- Origin: Newport, Rhode Island, United States
- Genres: Instrumental; avant-garde; electronic; experimental electronic; electropop; synthpop; ambient; ambient pop; dream pop; art pop; experimental pop; post-rock;
- Years active: 1996–2000
- Labels: 4AD, Throwing Music
- Spinoff of: Throwing Muses; Tanya Donelly (solo); Kristin Hersh (solo);
- Past members: David Narcizo (drums, drum machine, keyboards, synthesizer, programming, engineering, mixing) Bernard Georges (bass guitar) Kristin Hersh (guitar loops, tape loops, sampling, mixing) Tom Gorman (bass guitar) Melissa "Misi" Narcizo (keyboards, synthesizer, piano) Frank Gardner (bass guitar, synth-bass, synthesizer, sampler)

= Lakuna =

Lakuna was an electronic instrumental project begun by drummer David Narcizo after Throwing Muses first split up following their 1996 Limbo album.
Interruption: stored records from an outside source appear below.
PR #502, opened 2026-01-30
CON-2683 Duplicate IQNs shouldn't be allowed in hpenodeinfo

rashi-jain1:
JIRA Link : https://jira.storage.hpecorp.net/browse/CON-2683

Bug Description: Duplicate IQNs shouldn't be allowed in hpenodeinfo

Bug Fix: 
In this setup, a Kubernetes cluster was created using three virtual machines:

- One master node (rashi-master)
- One worker node created normally (rashi-worker1)
- One additional worker node (rashi-worker2) created by cloning the rashi-worker1 VM

After cloning, rashi-worker2 was configured and joined to the Kubernetes cluster. As a result, both worker nodes (rashi-worker1 and rashi-worker2) has an identical IQN.

As part of this fix the CSI node driver checks if an IQN is already used by another node before registering. When rashi-worker2 starts, it detects that the IQN already exists for rashi-worker1 and stops the node driver from registering.
Due to this, rashi-worker2 is not added to the HPENodeInfos list.

This behavior is also visible in the logs, where a critical error message is printed indicating that a duplicate IQN was detected and node registration was blocked to prevent data corruption.

### DIFF
--- a/pkg/flavor/kubernetes/flavor.go
+++ b/pkg/flavor/kubernetes/flavor.go
@@ -223,6 +223,15 @@ func (flavor *Flavor) LoadNodeInfo(node *model.Node) (string, error) {
 		}
 		// update node initiator IQNs on mismatch
 		iqnsFromNode := getIqnsFromNode(node)
+		wwpnsFromNode := getWwpnsFromNode(node)
+		nqnsFromNode := getNqnsFromNode(node)
+
+		if err := flavor.validateUniqueInitiators(node.Name, iqnsFromNode, wwpnsFromNode, nqnsFromNode); err != nil {
+			log.Errorf("Initiator validation failed: %s", err.Error())
+			return "", err
+		}
+
+		// update node initiator IQNs on mismatch
 		if !reflect.DeepEqual(nodeInfo.Spec.IQNs, iqnsFromNode) {
 			nodeInfo.Spec.IQNs = iqnsFromNode
 			updateNodeRequired = true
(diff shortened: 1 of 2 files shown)


pkg/flavor/kubernetes/flavor.go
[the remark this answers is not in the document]
rashi-jain1: Done

pkg/flavor/kubernetes/flavor.go
```diff
@@ -285,6 +302,75 @@ func (flavor *Flavor) LoadNodeInfo(node *model.Node) (string, error) {
...
+            continue // Skip self
+        }
+        
+        // Check for duplicate IQNs
+        for _, currentIQN := range iqns {
+            if currentIQN == "" {
+                continue // Skip empty
+            }
+            for _, existingIQN := range existingNodeInfo.Spec.IQNs {
+                if currentIQN == existingIQN {
```
rohit-balakrishna: Should we ignore the case here and compare?

pkg/flavor/kubernetes/flavor_test.go
```diff
@@ -0,0 +1,283 @@
...
+	"fmt"
+	"testing"
+
+	crd_v1 "github.com/hpe-storage/k8s-custom-resources/pkg/apis/hpestorage/v1"
+	"github.com/stretchr/testify/assert"
+	meta_v1 "k8s.io/apimachinery/pkg/apis/meta/v1"
+)
+
+// validateUniqueInitiatorsForTest is a test-only version that takes node list directly
+// This avoids needing to mock the CRD client and tests the core validation logic
```
rohit-balakrishna: is copilot not able to mock the CRD client?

Lakuna first released a 12-inch called So Happy and then a 1999 full-length album called Castle of Crime. Narcizo provided drums, drum programming, and keyboards on all the tracks. The album's guest musicians included Bernard Georges on bass, Kristin Hersh on guitar loops, Belly's Tom Gorman on bass, Melissa "Misi" Narcizo on piano and keyboards, and Frank Gardner on bass and bass synthesizer. Narcizo employed tape loops and samples from obscure, vintage music to achieve the album's ambient-styled instrumental sounds. Lakuna recorded on the 4AD and Throwing Music labels.